* _Work task_: All lines from the one that contains "I branched off" through the final line of the entries must be repeated exactly. No other lines belong in the output.

* _Supplied entries_:
PR #7475, opened 2026-01-03
Fix library menu button disappearing when name is too long

FelixRoediger:
Fixes the titles "text-overflow: ellipsis;" property by setting parents overflow property to "hidden".

Currently the button to manage a library in the dashboard would be pushed into the overflow if the library name was too long. The text element has the text-overflow property set to "ellipsis" but this doesn't do anything unless the parent element has its overflow property set to "hidden".

Fixes #7464

PR #7627, opened 2026-02-25
Custom aspect ratio to zoom / scale videos

ckcr4lyf:
**Changes**
This adds a new "custom" option to the aspect ratio selector, allowing zoom (like in Kodi)

The motivation behind this is I have an ultrawide OLED, and if I have movies with black bars, the space gets wasted since my monitor is wide enough for what _should_ have been the original aspect ratio. 

Using this I can scale it a custom amount to get rid of the "fake" black bars.

**Issues**
N/A

**Code assistance**
The initial codegen for the classes etc was from cursor after prompting it with the requirement of:
* "Custom" aspect ratio using `transform: scale()` CSS
* Told it to copy the subtitle sync style slider

After that I tweaked it a bit.

**Caveats**
* The PR isn't fully complete, I need to figure out the "state" behind when to show the slider etc. a bit more, since it is not exactly the same as subtitle sync
* This does not work with "native" subtitles; in that case the subtitles scale with the video and disappear off the screen. With "custom" they remain in place.

I just kinda wanted to get the ball rolling, see if there is any immediate feedback, before I continue

**Alternatives Considered**
My initial idea was just a JS prompt that asks the user to enter the scale amount (I remember it for most aspect ratios on my particular monitor), but the slider is probably nicer?

** Demo **

https://github.com/user-attachments/assets/e802ab48-879a-45c7-80bc-e9fb622926f3


ckcr4lyf:
I branched off of `10.11.6` tag coz master seemed broken, btw. (e.g subtitleSync was not working on master); should I try and rebase? The last four commits at the end are mine.

viown:
Since you're adding a new feature, you'll want to target master. You can find instructions to do this [here](https://github.com/jellyfin/jellyfin-web/pull/7475#issuecomment-3799163752) however you'll need to swap the places of `release-10.11.z` and `master` in the rebase command, so instead you'd do: `git rebase --onto master release-10.11.z` which should correctly place your commits on top of master.

ckcr4lyf:
Thanks for the feedback @viown . Since the subtitle sync (and therefore this slider which is inspired from there) is broken on master, I hacked together some `scss` to at least make it display. Not sure if someone is already looking into fixing this.

Anyway, I've figured out the state stuff depending on how/when the "Custom" dialog is opened, should be fine now. There are still some random JS `console.log()` around in case I need to debug further, but I can clean those up.

Let me know what you guys think, if this is too big, or anything I can do to make your guys job easier. Cheers!

ckcr4lyf:
!unstale

PR #8002, opened 2026-06-05
Make Played and Unplayed filters mutually exclusive for the Modern view

### LINKED ISSUE #16297: Filter Played / Unplayed broken logic
> Setting the filter to both "Played" and "Unplayed" is also logically broken.  It will still actually filter out videos that have been played.  It functions the same as just filtering for "Unplayed", so it doesn't solve the problem.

* _Answer to this task_:
I branched off of `10.11.6` tag coz master seemed broken, btw. (e.g subtitleSync was not working on master); should I try and rebase? The last four commits at the end are mine.

viown:
Since you're adding a new feature, you'll want to target master. You can find instructions to do this [here](https://github.com/jellyfin/jellyfin-web/pull/7475#issuecomment-3799163752) however you'll need to swap the places of `release-10.11.z` and `master` in the rebase command, so instead you'd do: `git rebase --onto master release-10.11.z` which should correctly place your commits on top of master.

ckcr4lyf:
Thanks for the feedback @viown . Since the subtitle sync (and therefore this slider which is inspired from there) is broken on master, I hacked together some `scss` to at least make it display. Not sure if someone is already looking into fixing this.

Anyway, I've figured out the state stuff depending on how/when the "Custom" dialog is opened, should be fine now. There are still some random JS `console.log()` around in case I need to debug further, but I can clean those up.

Let me know what you guys think, if this is too big, or anything I can do to make your guys job easier. Cheers!

ckcr4lyf:
!unstale

PR #8002, opened 2026-06-05
Make Played and Unplayed filters mutually exclusive for the Modern view

### LINKED ISSUE #16297: Filter Played / Unplayed broken logic
> Setting the filter to both "Played" and "Unplayed" is also logically broken.  It will still actually filter out videos that have been played.  It functions the same as just filtering for "Unplayed", so it doesn't solve the problem.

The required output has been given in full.